A few factors in the last few weeks have left me thinking broadly about the past and the future: the date roll over to 2020, my 36th birthday, and the feeling of progressing toward finishing the PhD. It has been a mingled set of feelings, but with a sad tone.

Breaking it down into components, part of it is certainly stock-taking about past decisions and outcomes and wondering about alternative courses my life could have followed. That also includes an awareness of how many contingent and semi-random things ended up having a big effect. I have certainly wondered what life would have been like if I stayed in Vancouver after my BA or in Oxford after my MPhil. I have also been feeling aware of all the travel which I have missed since I stopped flying in 2010. In particular, there have been major trips all over the world — to countries and regions which interest me but which I have never seen — which family members have undertaken in that time.

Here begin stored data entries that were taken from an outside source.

PR #505, opened 2022-11-08
Fix #504 correct distribution repo for maven

### LINKED ISSUE #504: different repository for maven distribution
s01.* should be used for distribution management instead of oss

zcgandcomp:


romanstrobl (approved):
Approved.

banterCZ (approved):

PR #517, opened 2022-11-09
Fix #516: Document may be verified twice

### LINKED ISSUE #516: Document may be verified twice
See:
https://github.com/wultra/enrollment-server/blob/3ee6eba168a1b1be6bc88c60d75a83058dd41056/enrollment-server-onboarding/src/main/java/com/wultra/app/onboardingserver/impl/service/verification/VerificationProcessingService.java#L168

This logic seems obsolete, because partial document verifications are not used anymore.

romanstrobl:


banterCZ (approved):
Ok, let's simplify the logic.

PR #82, opened 2019-07-05
Feature/t5 our team

Napho:
Merge Our team page into develop branch to create base for other screens development


.env
```diff
@@ -0,0 +1 @@
+DATABASE_URL=postgres://di_website:chemical_ali!123!@db:5432/di_website
```
akmiller01: Probably should .gitignore the .env!

edwinmp: I remember deleting this file and adding it to .gitignore ... hmm

edwinmp: https://github.com/devinit/DIwebsite-redesign/commit/5948a5b1b797ccdec52103998cda91161f4605b0#diff-a084b794bc0759e7a6b77810e01874f2

di_website/ourteam/constants.py
```diff
@@ -0,0 +1,15 @@
+
+DEPARTMENTS =[
```
edwinmp: These are being added dynamically, so this isn't required anymore.

di_website/common/apps.py
```diff
@@ -0,0 +1,5 @@
+from django.apps import AppConfig
```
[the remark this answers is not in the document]
Napho: They are all helper classes and methods, i'd prefer to leave them there and just check first before re-writing any code that does the same thing, consider it a library with redundant helper methods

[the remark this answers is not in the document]
edwinmp: Exactly, redundant ... we may or may not use them. I'd rather you check in GNR, find what you need then add it to the project... it's what's proper. Otherwise we've got all this code or libraries whose purpose in the project is unclear... that's pollution.

.env
Napho: Removed unused code from common

di_website/common/apps.py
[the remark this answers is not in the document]
Napho: Removed unused code from common

PR #85, opened 2019-07-08
Feature/patterns

edwinmp:
More cherry picked changes from the pattern_library branch


akmiller01:
Worth correcting skipLinks again, @edwinmp ? Or are we expecting it just to change every time we pull in new code.
```
Error: Could not resolve './utils/skipLinks' from /home/alex/git/DIwebsite-redesign/patterns/assets/js/app.js
```

edwinmp:
> Worth correcting skipLinks again, @edwinmp ? Or are we expecting it just to change every time we pull in new code.
> 
> ```
> Error: Could not resolve './utils/skipLinks' from /home/alex/git/DIwebsite-redesign/patterns/assets/js/app.js
> ```

Ah, forgot to alert `fffunction` about that, and I couldn't find it in my code... do correct it.

PR #87, opened 2019-07-10
Fix/travis autodeploy

Napho:
Auto deployment to staging on develop branch


.gitignore
```diff
@@ -113,3 +113,4 @@ $RECYCLE.BIN/
 
 .env
 storage/
+deploy_key
```
edwinmp: New line ... motivation to start using VSCode... such stuff will be added automatically when u save the file hehe

akmiller01: Oh yes. Atom adds new lines at the end of files too, and has Python linting abilities.

PR #95, opened 2019-07-12
Changed implementation for UserProfile

akmiller01:


di_website/ourteam/models.py
```diff
@@ -65,6 +66,7 @@ class TeamMemberPage(Page):
         blank=True
     )
     telephone = models.CharField(max_length=255, null=True, blank=True)
+    my_story=RichTextField(blank=True,null=True,help_text="Please say something about team member ")
```
akmiller01: I was going to wait until @edwinmp merged in his paragraph streamfield to implement this @Napho. It would be nice to make all of the content fields a consistent streamfield.

PR #101, opened 2019-07-18
Fix/docker deploy

Napho:
Fix to have docker running against host directory  for django site


akmiller01:
Appears to successfully allow persistent files:
```
docker-compose exec web sh
/code # touch test
/code # exit
ls -lah test
-rw-r--r-- 1 root root 0 Jul 18 15:19 test
```

Issue #100, opened 2019-07-18
Changing the focal point on an image


k8hughes:
I tested the ability to change the image position in the hero for the our team page.  I wanted the position of this image to look the same way it does in the pattern library.  I tried a few different times to move the image focal point using the tool in the CMS but I don't think that any changes were coming through.

akmiller01:
This is being deployed right now @k8hughes . Do you want to give it a test and then close this issue if all is good? I've added closer cropping to the focalpoint.

Also, the image may not look the same as it does in the Pattern Library if you're missing hero-text. The height of that div is set by the amount of text, so quite a bit of the hero image is missing if you don't also have lorum ipsum in the hero text.

k8hughes:
LGTM - I've moved the focal point a few different ways and now it works perfectly.

akmiller01:
Brilliant. Now in future, if ever we want to make images more responsive to focal-point adjustments the way is `-c100`

PR #102, opened 2019-07-18
Fix/image issues

akmiller01:
In the event of a mis-loading image, prevents profile pictures from bleeding over:
image

Also added `-c100` to the hero so focal points will be more impactful. Might also ask Fffunction about setting min height? I think the majority of the issue is from the differing amounts of space according to the hero text.


akmiller01:
Should fix https://github.com/devinit/DIwebsite-redesign/issues/100

PR #103, opened 2019-07-19
Feature/blogs

akmiller01:
BlogIndexPage and BlogArticlePage

Tried to make `article_hero.html` reusable in case we need it for other types of articles, but we may want to move it/refactor it later. I'm also having trouble getting `BaseStreamBlock` to align content correctly @edwinmp . Some photos attached.

image

image

You can see the alignment issue with "Hello" on the left.


edwinmp:
@akmiller01 fixed the template & content issues above.

PR #104, opened 2019-07-23
Feature/patterns

edwinmp:


edwinmp:
@akmiller01 may as well approve and merge this in. It's stalling things. The correct image shall come in with the next PR.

I have been feeling a sense of how it’s not always possible to go back and cover what you have missed: the nature of time ensures that missed opportunities cannot be jumped back to, even if they can sometimes be re-created.

Another distinct element has been not thinking about choices or alternative possibilities, but just things which were memorable or important in the past but which are now gone forever. My pattern in life has generally been to have a few close friends who I at least interact with a few times per week. Who is in the set has changed drastically over time, however, with high school and UBC friends, Oxford friends, Ottawa friends and classmates, and then Toronto / U of T / Massey friends. It’s weird to think that there are people in the world who spent long spans as my closest social contacts and who I haven’t now spoken with in years.

All this hasn’t been getting me down too much, and it’s certainly possible to redirect feelings about all these past experiences into a sense of gratitude for having met these people, been to these places, and had these experiences. It’s also not a bad idea to be thinking big picture as I am coming to the end of the PhD and contemplating what to do after. It’s clearly going to be a trade-off between who I want to be near, what kind of work would suit me, and how that will fit in with climate change advocacy. I suppose one big advantage to having this fractured or fragmented past with many identifiable eras and sets of friends is that it avoids the anxiety of having concentrated on one place and one thing and being worried about having too much excluded various other choices.

BlackRock shifting from fossil fuel investments

The CBC is reporting: BlackRock, world’s largest asset manager, changing its focus to climate change.

This is intriguing in several ways. Climate change action is held up politically in part because right wing parties have embraced climate change denial and the defence of the fossil fuel industry. Even progressive parties seem to take the Trudeau approach of promising ambitious targets for long after they are in power, making incremental positive changes, but then continuing to support fossil fuel development to such a degree that those positive changes are overwhelmed.

If the world’s vast pools of finance capital have begun to seriously question the financial return from fossil fuel investments it could do more to decarbonize the global economy than anything which humanity has done so far. It would also be interesting politically if the aims of a climate activist movement which is largely anti-capitalist and redistributive in its membership end up being adopted more immediately and meaningfully by for-profit actors than by governments notionally accountable to the public. It would be interesting too to see what effect this kind of capital shifting may have on right-wing politics.